#### Brief:
Give back each line of the material that contains the word "ideas".

[Opening Exercise data section]

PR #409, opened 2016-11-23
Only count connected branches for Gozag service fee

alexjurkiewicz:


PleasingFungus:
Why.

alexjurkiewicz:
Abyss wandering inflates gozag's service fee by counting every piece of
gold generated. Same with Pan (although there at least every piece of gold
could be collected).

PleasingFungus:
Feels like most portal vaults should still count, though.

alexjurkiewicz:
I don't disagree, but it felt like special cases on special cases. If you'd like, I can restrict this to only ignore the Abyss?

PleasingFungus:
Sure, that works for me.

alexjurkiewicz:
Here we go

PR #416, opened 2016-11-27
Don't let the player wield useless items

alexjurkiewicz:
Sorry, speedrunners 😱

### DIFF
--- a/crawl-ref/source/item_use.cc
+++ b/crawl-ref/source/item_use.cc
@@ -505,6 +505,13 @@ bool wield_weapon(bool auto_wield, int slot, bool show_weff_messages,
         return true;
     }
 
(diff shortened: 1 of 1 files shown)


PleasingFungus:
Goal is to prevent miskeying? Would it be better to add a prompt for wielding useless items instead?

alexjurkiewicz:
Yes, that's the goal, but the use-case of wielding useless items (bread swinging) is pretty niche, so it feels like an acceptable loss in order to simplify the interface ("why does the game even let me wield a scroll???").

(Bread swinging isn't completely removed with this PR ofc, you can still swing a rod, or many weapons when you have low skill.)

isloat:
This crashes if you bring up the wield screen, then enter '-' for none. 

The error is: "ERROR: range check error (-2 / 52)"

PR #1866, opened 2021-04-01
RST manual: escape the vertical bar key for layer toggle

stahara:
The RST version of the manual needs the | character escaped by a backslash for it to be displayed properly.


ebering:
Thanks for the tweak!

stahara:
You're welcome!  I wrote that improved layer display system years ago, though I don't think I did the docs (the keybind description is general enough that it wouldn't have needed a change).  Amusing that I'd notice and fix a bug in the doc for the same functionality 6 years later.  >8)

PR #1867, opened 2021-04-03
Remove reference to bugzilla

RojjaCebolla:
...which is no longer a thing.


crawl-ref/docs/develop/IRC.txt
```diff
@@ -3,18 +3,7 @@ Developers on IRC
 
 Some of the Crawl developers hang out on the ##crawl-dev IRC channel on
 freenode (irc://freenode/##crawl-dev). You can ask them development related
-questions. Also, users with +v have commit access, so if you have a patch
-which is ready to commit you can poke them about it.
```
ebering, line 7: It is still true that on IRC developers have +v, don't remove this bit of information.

[Closing Exercise data section]
[Opening Exercise data section]

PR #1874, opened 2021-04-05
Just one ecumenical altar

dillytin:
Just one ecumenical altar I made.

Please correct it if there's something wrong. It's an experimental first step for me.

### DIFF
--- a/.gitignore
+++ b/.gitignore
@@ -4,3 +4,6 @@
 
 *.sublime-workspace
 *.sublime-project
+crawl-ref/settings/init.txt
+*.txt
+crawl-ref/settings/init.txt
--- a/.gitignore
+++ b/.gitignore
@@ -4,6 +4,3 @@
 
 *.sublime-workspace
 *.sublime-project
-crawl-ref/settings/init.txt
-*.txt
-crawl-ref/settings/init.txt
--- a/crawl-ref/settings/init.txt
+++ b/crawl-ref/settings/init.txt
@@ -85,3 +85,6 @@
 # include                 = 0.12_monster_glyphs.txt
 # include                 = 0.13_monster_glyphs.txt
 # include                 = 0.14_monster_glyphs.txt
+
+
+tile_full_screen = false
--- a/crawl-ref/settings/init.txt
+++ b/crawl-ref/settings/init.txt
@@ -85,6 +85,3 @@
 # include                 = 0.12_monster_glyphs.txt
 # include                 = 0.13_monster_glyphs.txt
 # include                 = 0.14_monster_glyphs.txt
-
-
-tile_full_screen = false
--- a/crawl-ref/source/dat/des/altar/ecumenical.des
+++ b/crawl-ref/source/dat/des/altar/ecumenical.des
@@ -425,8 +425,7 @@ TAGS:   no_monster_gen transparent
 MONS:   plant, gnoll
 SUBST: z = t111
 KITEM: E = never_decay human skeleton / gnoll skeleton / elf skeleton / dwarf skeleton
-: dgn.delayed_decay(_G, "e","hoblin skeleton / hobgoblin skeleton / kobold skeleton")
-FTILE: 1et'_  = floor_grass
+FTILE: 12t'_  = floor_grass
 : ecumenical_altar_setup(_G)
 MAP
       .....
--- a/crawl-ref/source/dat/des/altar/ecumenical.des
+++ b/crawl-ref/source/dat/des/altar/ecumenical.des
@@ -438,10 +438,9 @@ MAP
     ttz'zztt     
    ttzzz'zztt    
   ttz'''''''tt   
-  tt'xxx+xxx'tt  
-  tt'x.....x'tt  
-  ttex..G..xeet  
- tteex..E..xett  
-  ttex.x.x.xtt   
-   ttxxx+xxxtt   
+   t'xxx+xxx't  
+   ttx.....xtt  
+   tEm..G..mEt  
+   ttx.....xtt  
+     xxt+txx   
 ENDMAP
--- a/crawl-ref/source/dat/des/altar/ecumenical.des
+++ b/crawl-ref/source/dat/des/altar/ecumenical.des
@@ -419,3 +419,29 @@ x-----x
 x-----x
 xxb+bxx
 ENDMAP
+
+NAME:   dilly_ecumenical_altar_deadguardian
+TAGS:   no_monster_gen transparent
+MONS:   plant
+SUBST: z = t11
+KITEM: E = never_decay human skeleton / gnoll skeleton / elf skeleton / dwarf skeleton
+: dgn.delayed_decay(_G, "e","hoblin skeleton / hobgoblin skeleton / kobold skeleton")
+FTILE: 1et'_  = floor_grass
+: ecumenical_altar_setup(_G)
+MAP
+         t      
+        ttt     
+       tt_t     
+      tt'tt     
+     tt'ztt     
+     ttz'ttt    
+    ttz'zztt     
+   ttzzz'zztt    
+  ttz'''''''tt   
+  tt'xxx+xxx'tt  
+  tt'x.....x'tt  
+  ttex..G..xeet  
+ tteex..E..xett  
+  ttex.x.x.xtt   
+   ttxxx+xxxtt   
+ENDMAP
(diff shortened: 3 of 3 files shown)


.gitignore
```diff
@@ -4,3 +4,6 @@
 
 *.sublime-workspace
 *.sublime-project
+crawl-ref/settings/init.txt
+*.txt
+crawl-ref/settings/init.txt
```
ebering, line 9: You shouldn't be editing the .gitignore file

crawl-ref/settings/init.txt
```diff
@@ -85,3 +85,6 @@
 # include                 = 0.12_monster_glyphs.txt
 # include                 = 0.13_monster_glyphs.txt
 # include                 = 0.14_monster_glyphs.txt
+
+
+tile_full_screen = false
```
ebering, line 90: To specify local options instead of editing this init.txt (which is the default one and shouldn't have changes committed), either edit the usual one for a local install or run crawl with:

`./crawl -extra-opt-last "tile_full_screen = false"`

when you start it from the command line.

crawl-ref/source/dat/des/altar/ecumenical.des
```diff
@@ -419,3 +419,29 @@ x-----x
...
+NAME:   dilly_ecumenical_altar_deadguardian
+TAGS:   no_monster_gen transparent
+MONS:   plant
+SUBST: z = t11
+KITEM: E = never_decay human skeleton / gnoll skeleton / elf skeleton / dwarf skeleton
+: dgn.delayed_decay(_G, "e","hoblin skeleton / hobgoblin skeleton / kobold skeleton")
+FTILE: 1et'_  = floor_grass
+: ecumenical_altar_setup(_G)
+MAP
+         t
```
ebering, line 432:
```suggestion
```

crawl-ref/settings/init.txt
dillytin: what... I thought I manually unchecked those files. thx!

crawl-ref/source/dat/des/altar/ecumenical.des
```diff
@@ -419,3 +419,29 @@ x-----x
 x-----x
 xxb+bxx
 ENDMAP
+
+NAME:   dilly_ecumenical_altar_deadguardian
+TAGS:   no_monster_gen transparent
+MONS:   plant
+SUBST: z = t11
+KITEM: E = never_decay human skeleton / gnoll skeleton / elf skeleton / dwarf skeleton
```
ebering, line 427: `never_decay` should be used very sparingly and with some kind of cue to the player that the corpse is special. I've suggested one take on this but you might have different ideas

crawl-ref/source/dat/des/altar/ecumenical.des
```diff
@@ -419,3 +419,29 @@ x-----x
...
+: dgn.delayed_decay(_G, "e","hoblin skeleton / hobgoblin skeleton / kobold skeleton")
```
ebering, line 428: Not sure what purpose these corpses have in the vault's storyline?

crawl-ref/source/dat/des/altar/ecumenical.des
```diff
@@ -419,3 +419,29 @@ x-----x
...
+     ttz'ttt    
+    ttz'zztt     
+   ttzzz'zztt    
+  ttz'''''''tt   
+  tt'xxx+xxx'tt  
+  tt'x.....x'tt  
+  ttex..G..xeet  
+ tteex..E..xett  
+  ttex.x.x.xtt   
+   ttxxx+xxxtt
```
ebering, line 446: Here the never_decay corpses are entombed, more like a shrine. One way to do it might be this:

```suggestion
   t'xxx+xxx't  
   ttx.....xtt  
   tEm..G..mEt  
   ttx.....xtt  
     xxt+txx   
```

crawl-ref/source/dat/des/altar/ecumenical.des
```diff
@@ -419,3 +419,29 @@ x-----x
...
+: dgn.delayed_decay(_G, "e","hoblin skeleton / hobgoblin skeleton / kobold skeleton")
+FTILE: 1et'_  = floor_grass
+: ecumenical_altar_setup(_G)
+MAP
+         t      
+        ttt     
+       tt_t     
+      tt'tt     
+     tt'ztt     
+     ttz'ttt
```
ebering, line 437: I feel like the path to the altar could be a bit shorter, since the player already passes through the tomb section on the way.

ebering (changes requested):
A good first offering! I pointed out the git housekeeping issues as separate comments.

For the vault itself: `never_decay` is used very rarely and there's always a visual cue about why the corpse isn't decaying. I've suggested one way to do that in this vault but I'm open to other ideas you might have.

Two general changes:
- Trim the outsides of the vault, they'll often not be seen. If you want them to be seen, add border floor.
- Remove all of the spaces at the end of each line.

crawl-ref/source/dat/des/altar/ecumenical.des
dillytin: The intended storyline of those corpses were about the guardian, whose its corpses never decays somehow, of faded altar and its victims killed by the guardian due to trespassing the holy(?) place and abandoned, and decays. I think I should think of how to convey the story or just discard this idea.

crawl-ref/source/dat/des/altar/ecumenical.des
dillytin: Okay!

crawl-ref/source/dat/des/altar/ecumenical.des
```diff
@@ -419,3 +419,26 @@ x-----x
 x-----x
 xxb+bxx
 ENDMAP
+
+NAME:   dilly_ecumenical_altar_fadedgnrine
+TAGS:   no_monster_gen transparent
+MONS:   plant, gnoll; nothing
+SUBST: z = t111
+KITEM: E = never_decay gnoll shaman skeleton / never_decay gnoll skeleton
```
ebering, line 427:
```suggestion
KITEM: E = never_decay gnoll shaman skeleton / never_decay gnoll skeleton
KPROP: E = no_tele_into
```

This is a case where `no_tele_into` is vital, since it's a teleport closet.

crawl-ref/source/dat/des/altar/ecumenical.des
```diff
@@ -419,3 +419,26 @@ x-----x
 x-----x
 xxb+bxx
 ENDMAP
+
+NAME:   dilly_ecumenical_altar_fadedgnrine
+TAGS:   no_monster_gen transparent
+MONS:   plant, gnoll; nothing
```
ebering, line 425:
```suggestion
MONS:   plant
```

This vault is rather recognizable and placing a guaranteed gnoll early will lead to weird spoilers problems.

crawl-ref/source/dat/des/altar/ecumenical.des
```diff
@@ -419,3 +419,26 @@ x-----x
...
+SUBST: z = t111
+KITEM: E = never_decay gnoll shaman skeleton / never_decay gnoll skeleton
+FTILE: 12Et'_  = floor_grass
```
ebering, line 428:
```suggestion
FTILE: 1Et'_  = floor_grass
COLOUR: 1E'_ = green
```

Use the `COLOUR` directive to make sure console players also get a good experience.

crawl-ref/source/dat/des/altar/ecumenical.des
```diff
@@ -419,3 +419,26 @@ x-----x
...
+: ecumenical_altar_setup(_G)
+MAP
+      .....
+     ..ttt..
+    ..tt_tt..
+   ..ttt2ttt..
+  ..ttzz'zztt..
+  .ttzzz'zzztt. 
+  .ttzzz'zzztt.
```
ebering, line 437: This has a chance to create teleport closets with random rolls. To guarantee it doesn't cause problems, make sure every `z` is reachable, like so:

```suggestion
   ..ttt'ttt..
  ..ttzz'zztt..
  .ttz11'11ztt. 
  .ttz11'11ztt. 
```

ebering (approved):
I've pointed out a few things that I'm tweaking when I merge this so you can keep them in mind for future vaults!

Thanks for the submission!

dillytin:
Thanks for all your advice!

[Closing Exercise data section]

#### Result below:
ebering, line 427: `never_decay` should be used very sparingly and with some kind of cue to the player that the corpse is special. I've suggested one take on this but you might have different ideas
For the vault itself: `never_decay` is used very rarely and there's always a visual cue about why the corpse isn't decaying. I've suggested one way to do that in this vault but I'm open to other ideas you might have.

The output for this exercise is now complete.